PR #519, opened 2026-07-27
Add comprehensive GIS tools and ease-of-use features

akre54:
#### Background

Adds a comprehensive suite of GIS tools to make Noodles competitive with dedicated geospatial workbenches, while preserving the node-graph-first architecture. Every "easy mode" feature produces real nodes that power users can inspect, extend, and animate.

#### Change List
- **Basemap Gallery**: 35 searchable basemap styles with provider/category filtering (Carto, MapTiler, Stadia, ESRI)
- **Data Importer**: URL loading, format auto-detection, coordinate column detection, sample datasets for quick onboarding
- **Layer Panel**: Layer list with visibility/opacity controls, inline Style Panel for per-layer color/radius/width editing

● WORK REQUIRED: Reproduce exactly the line that holds "Adds a comprehensive", then every line after it, ending with the final line of the records above.

● SOLUTION:
Adds a comprehensive suite of GIS tools to make Noodles competitive with dedicated geospatial workbenches, while preserving the node-graph-first architecture. Every "easy mode" feature produces real nodes that power users can inspect, extend, and animate.

#### Change List
- **Basemap Gallery**: 35 searchable basemap styles with provider/category filtering (Carto, MapTiler, Stadia, ESRI)
- **Data Importer**: URL loading, format auto-detection, coordinate column detection, sample datasets for quick onboarding
- **Layer Panel**: Layer list with visibility/opacity controls, inline Style Panel for per-layer color/radius/width editing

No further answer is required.